Becky opened her mouth to protest, but the rage flaring in his nostrils gave her pause.
“His life is ruined because of you.”
* * *
Harrison jumped out of the patrol car the second it stopped in front of the address on Lucas Handler’s driver’s license. Holding his injured arm close to his side, he ran to the front door of a trailer with rust running down its white sides. The door swung open as if someone had been waiting for them.
“I’m looking for Lucas Handler.”
The woman’s eyes grew dark. “What’s he done now?”
“Is he your son?” Harrison asked, trying to tamp down his frustration. The woman looked past him to the sheriff standing outside his patrol car. They had already called in Becky as missing. Possibly kidnapped. Other patrols were out looking for her. Harrison wouldn’t rest easy until she was found.
“Who’s asking?” The woman’s gaze dropped to his arm in a sling. He had somehow managed to throw on his bloodied and torn shirt.
“I’m Deputy James.” He touched his injured arm. “I had a little accident and I need to find your son.”
She sighed heavily as if resigned to answering. “I don’t know where he is.”
“Has Lucas ever mentioned a Deputy Rebecca Spoth to you?”
The woman’s thin eyebrows rose under her long bangs. “Is that what this is about? That Amish woman who thinks she can be a cop?” She crossed her arms tightly across her thin frame. A smug expression slanted her mouth. “She doesn’t know her place.”
Harrison clenched his jaw, knowing if he responded how he wanted to respond she’d shut down. And right now he needed to find Lucas.
And Becky.
“Do you know where Lucas might be?”
She shrugged. “Doesn’t report in to me. Comes
and goes as he pleases.” She shook her head as if she never had any control over her son.
“How about Lucas’s father? Could we talk to him?”
“His father’s not in the picture. Never has been.” The woman stared at him defiantly. She hiked her chin at the sheriff. “Why don’t you ask the sheriff over there. He knows where Ned is.”
“Ned?” Harrison’s pulse roared in his ears. “Ned Reich?”
The woman gave him a self-satisfied smile. “Ned doesn’t have anything to do with me or Lucas. I couldn’t care less, but Lucas would do anything for his father. Not that his father would have anything to do with him. Rarely has. Stopped coming around as soon as he knew I was pregnant. The guy has a problem. Cheated with me on his first wife when his oldest son—Colin, he’s also one of yours—was just a young boy. Swore he couldn’t leave his wife until he found the next one. I heard he has himself another wife and boy. Apparently, we weren’t good enough.”
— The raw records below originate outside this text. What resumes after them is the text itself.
PR #1620, opened 2023-10-17
fix: handle named export declaration with two specifiers for v2

ascorbic:

#### Summary
Handles the case where there is an export in the pattern `export { config, handler as default }`. Also adds support for cases where the default export is an identifier, such as where `const handler = createRequestHandler()` (e.g. Remix)

---

      passes our tests.


src/runtimes/node/parser/exports.ts
```diff
@@ -59,12 +64,6 @@ export const traverseNodes = (nodes: Statement[], getAllBindings: BindingMethod)
       return
     }
 
-    if (isESMDefaultExport(node)) {
-      hasDefaultExport = true
-
-      return
-    }
-
```
ascorbic, line 67: Moving later and not returning because the node might be both a config export _and_ a default export.

src/runtimes/node/parser/exports.ts
```diff
@@ -39,6 +39,11 @@ export const traverseNodes = (nodes: Statement[], getAllBindings: BindingMethod)
     }
 
     const esmHandlerExports = getNamedESMExport(node, 'handler', getAllBindings)
+    const esmConfigExports = getNamedESMExport(node, 'config', getAllBindings)
+
+    if (esmConfigExports.length !== 0 && esmConfigExports[0].type === 'object-expression') {
+      configExport = esmConfigExports[0].object
+    }
```
ascorbic, line 46: Handle `export { config } `

tests/unit/runtimes/node/in_source_config.test.ts
```diff
@@ -187,6 +187,55 @@ describe('V2 API', () => {
...
+      const source = `
+      const handler = async () => ({ statusCode: 200, body: "Hello" })
+      const config = { schedule: "@daily" }
+      export { handler as default, config };`
+
+      const isc = parseSource(source, options)
+      expect(isc).toEqual({ inputModuleFormat: 'esm', routes: [], schedule: '@daily', runtimeAPIVersion: 2 })
+    })
+
+    test('the Remix handler', () => {
```
ascorbic, line 211: It's weird, so add it as a test case

src/runtimes/node/parser/exports.ts
```diff
@@ -39,6 +39,11 @@ export const traverseNodes = (nodes: Statement[], getAllBindings: BindingMethod)
     }
 
     const esmHandlerExports = getNamedESMExport(node, 'handler', getAllBindings)
+    const esmConfigExports = getNamedESMExport(node, 'config', getAllBindings)
```
eduardoboucas, line 42: I'm trying to think of the implications of having both this and this: https://github.com/netlify/zip-it-and-ship-it/blob/c8f1b138495bbd4e102177f10523b8bdd6d71c3c/src/runtimes/node/parser/exports.ts#L79

I think it just means that if you do:

```js
export { config }
export const config = { ... }
```

... then the second one takes precedence?

tests/unit/runtimes/node/in_source_config.test.ts
eduardoboucas, line 211: nit: I think it's fine to have the Remix case here, but I'd rather have a more generic name that describes the characteristics of the file.

```suggestion
    test('ESM file with the config and a default as a single named export', () => {
```

eduardoboucas (commented):
LGTM! I have just one question that I'd love to clarify before shipping.

src/runtimes/node/parser/exports.ts
ascorbic: That would be an error. You can't have two exports with the same name.

tests/unit/runtimes/node/in_source_config.test.ts
ascorbic: We have a generic test too

src/runtimes/node/parser/exports.ts
eduardoboucas: Right, we don't detect that here, so as far as the static analysis goes, the second config block would take precedence?

tests/unit/runtimes/node/in_source_config.test.ts
ascorbic: I've given it a name that I think covers the specific difference from the genertic test

src/runtimes/node/parser/exports.ts
ascorbic: It would have a runtime error though, so I'm not sure it matters what happens?

eduardoboucas (approved):
🚀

Harrison tried to be patient as the woman unraveled her unfortunate life story. “Has Lucas been in contact with Ned recently?”
“I don’t know how Lucas spends his time. I’m not sure how to be clearer on that.”
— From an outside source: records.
PR #1624, opened 2023-10-19
fix: remove golang_al2 flag

Skn0tt:
Part of https://github.com/netlify/pod-dev-foundations/issues/581. We've fully rolled out the flag successfully, so we can remove it now.


src/runtimes/go/index.ts
```diff
@@ -138,7 +137,7 @@ const zipFunction: ZipFunction = async function ({
     config,
     displayName: config?.name,
     generator: config?.generator || getInternalValue(isInternal),
-    runtimeVersion: featureFlags.zisi_golang_use_al2 ? 'provided.al2' : undefined,
+    runtimeVersion: 'provided.al2',
```
Skn0tt, line 140: We'll be able to remove this as well, once `provided.al2` is the default in our upload code. That'll have to wait until November 1st, though: https://answers.netlify.com/t/under-the-hood-changes-to-go-function-uploads-please-update-your-netlify-cli-version/104726

eduardoboucas (approved):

Harrison opened his wallet and pulled out his business card. He offered it to the woman, who took it reluctantly. “Call me if you see Lucas. It’s important.”
Harrison spun around and jogged over to the sheriff. “Did you know Lucas Handler is Ned Reich’s son?”
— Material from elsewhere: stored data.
PR #1640, opened 2023-11-01
fix: handle symlinks when creating directory

eduardoboucas:
#### Summary

When creating a bundle into a directory, we need to respect symlinks and not just copy them as files.

Fixes https://github.com/netlify/cli/issues/6106

### DIFF
--- a/src/runtimes/node/utils/zip.ts
+++ b/src/runtimes/node/utils/zip.ts
@@ -1,6 +1,6 @@
 import { Buffer } from 'buffer'
 import { Stats } from 'fs'
-import { mkdir, rm, writeFile } from 'fs/promises'
+import { mkdir, readlink as readLink, rm, symlink, writeFile } from 'fs/promises'
 import os from 'os'
 import { basename, extname, join } from 'path'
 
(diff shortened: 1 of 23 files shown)


src/runtimes/node/utils/zip.ts
```diff
@@ -132,11 +135,29 @@ const createDirectory = async function ({
         return mkdirAndWriteFile(absoluteDestPath, rewrites.get(srcFile) as string)
       }
 
+      const stat = await cachedLstat(cache.lstatCache, srcFile)
+
+      // If the path is a symlink, find the link target and add the link to a
+      // `symlinks` map, which we'll later use to create the symlinks in the
+      // target directory. We can't do that right now because the target path
+      // may not have been copied over yet.
+      if (stat.isSymbolicLink()) {
```
eduardoboucas, line 144: We should probably do the same in `createZipArchive`, but starting with `createDirectory` for now.

@ascorbic what happened when you tried to deploy the function to production?

eduardoboucas: According to the test, it works: https://github.com/netlify/zip-it-and-ship-it/pull/1640/commits/07061e053162c76d76bdfd7d41317d47dc0f5e85.

ascorbic: Yeah, it worked fine in builds

Skn0tt (approved):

The sheriff shook his head. “Can’t say I was privy to that information.”
“But your nephew is friends with him?”
The sheriff waved his hand in dismissal. “Kids just hang out. Doesn’t mean they’re best friends.”
“Call Ned. Find out if he’s with Lucas. Don’t tell him what’s going on.” The sheriff did what Harrison asked even though the expression on his face suggested he wanted to do anything but.
Harrison still couldn’t shake the feeling that the sheriff was hiding something.
He paced next to the patrol car while the sheriff made the phone call. A teenager around fifteen on a brown bike with motocross stickers plastered on the frame skidded to a stop on the gravel. “Are you here to arrest Lucas?”